Required action: All of the records must come back exactly. Please repeat them in full.
[Opening Records shown section]
PR #628, opened 2025-06-10
Fix lake abstraction (water demand and allocation)

vers-w:


JoostBuitink (approved):
Good spot, thanks for fixing this!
[Closing Records shown section]
Response to this task:
PR #628, opened 2025-06-10
Fix lake abstraction (water demand and allocation)

vers-w:


JoostBuitink (approved):
Good spot, thanks for fixing this!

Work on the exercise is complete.